Dataset records:
- - -

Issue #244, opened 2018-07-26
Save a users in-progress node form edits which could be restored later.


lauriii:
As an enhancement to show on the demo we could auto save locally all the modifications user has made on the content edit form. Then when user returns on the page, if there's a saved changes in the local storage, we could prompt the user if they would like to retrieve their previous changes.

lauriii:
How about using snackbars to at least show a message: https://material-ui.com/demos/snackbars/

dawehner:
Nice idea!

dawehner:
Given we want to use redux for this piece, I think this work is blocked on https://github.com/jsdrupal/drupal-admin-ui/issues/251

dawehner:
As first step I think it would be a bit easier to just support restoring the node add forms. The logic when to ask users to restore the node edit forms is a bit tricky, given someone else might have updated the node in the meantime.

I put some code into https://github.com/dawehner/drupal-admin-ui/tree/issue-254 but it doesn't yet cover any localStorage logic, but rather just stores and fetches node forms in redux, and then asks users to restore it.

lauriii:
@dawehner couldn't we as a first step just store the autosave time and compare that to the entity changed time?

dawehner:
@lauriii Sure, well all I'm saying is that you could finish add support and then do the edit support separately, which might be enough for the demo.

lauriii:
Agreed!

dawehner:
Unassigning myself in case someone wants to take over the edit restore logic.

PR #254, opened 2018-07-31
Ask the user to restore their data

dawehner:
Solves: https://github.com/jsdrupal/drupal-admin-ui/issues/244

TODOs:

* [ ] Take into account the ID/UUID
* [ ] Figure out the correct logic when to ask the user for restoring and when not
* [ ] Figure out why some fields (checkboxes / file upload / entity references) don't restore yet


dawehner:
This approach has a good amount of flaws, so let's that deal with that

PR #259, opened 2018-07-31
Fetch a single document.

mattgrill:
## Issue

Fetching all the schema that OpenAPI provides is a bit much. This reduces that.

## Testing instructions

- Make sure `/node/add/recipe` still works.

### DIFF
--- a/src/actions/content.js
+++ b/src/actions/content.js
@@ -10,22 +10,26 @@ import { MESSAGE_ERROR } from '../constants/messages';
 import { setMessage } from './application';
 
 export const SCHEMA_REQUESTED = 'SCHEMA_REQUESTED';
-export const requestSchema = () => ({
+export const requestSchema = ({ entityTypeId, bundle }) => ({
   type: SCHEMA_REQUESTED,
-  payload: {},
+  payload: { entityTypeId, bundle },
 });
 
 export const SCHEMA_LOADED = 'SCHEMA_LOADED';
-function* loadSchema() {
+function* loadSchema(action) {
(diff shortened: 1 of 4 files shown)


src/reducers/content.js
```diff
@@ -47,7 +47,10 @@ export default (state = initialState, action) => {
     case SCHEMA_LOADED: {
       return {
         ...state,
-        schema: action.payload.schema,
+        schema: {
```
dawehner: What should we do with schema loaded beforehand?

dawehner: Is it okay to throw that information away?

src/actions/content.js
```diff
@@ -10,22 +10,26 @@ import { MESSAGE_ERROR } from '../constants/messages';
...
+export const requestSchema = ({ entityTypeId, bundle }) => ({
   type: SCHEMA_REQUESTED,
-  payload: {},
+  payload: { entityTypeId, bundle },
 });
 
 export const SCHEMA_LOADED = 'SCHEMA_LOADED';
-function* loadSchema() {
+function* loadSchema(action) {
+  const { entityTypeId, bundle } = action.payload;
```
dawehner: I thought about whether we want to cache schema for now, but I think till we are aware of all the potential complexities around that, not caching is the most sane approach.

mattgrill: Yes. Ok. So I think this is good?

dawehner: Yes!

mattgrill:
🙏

- - -

__Prompt__
Using the entries above, print each one again without any alteration.

__Task solution__
Issue #244, opened 2018-07-26
Save a users in-progress node form edits which could be restored later.


lauriii:
As an enhancement to show on the demo we could auto save locally all the modifications user has made on the content edit form. Then when user returns on the page, if there's a saved changes in the local storage, we could prompt the user if they would like to retrieve their previous changes.

lauriii:
How about using snackbars to at least show a message: https://material-ui.com/demos/snackbars/

dawehner:
Nice idea!

dawehner:
Given we want to use redux for this piece, I think this work is blocked on https://github.com/jsdrupal/drupal-admin-ui/issues/251

dawehner:
As first step I think it would be a bit easier to just support restoring the node add forms. The logic when to ask users to restore the node edit forms is a bit tricky, given someone else might have updated the node in the meantime.

I put some code into https://github.com/dawehner/drupal-admin-ui/tree/issue-254 but it doesn't yet cover any localStorage logic, but rather just stores and fetches node forms in redux, and then asks users to restore it.

lauriii:
@dawehner couldn't we as a first step just store the autosave time and compare that to the entity changed time?

dawehner:
@lauriii Sure, well all I'm saying is that you could finish add support and then do the edit support separately, which might be enough for the demo.

lauriii:
Agreed!

dawehner:
Unassigning myself in case someone wants to take over the edit restore logic.

PR #254, opened 2018-07-31
Ask the user to restore their data

dawehner:
Solves: https://github.com/jsdrupal/drupal-admin-ui/issues/244

TODOs:

* [ ] Take into account the ID/UUID
* [ ] Figure out the correct logic when to ask the user for restoring and when not
* [ ] Figure out why some fields (checkboxes / file upload / entity references) don't restore yet


dawehner:
This approach has a good amount of flaws, so let's that deal with that

PR #259, opened 2018-07-31
Fetch a single document.

mattgrill:
## Issue

Fetching all the schema that OpenAPI provides is a bit much. This reduces that.

## Testing instructions

- Make sure `/node/add/recipe` still works.

### DIFF
--- a/src/actions/content.js
+++ b/src/actions/content.js
@@ -10,22 +10,26 @@ import { MESSAGE_ERROR } from '../constants/messages';
 import { setMessage } from './application';
 
 export const SCHEMA_REQUESTED = 'SCHEMA_REQUESTED';
-export const requestSchema = () => ({
+export const requestSchema = ({ entityTypeId, bundle }) => ({
   type: SCHEMA_REQUESTED,
-  payload: {},
+  payload: { entityTypeId, bundle },
 });
 
 export const SCHEMA_LOADED = 'SCHEMA_LOADED';
-function* loadSchema() {
+function* loadSchema(action) {
(diff shortened: 1 of 4 files shown)


src/reducers/content.js
```diff
@@ -47,7 +47,10 @@ export default (state = initialState, action) => {
     case SCHEMA_LOADED: {
       return {
         ...state,
-        schema: action.payload.schema,
+        schema: {
```
dawehner: What should we do with schema loaded beforehand?

dawehner: Is it okay to throw that information away?

src/actions/content.js
```diff
@@ -10,22 +10,26 @@ import { MESSAGE_ERROR } from '../constants/messages';
...
+export const requestSchema = ({ entityTypeId, bundle }) => ({
   type: SCHEMA_REQUESTED,
-  payload: {},
+  payload: { entityTypeId, bundle },
 });
 
 export const SCHEMA_LOADED = 'SCHEMA_LOADED';
-function* loadSchema() {
+function* loadSchema(action) {
+  const { entityTypeId, bundle } = action.payload;
```
dawehner: I thought about whether we want to cache schema for now, but I think till we are aware of all the potential complexities around that, not caching is the most sane approach.

mattgrill: Yes. Ok. So I think this is good?

dawehner: Yes!

mattgrill:
🙏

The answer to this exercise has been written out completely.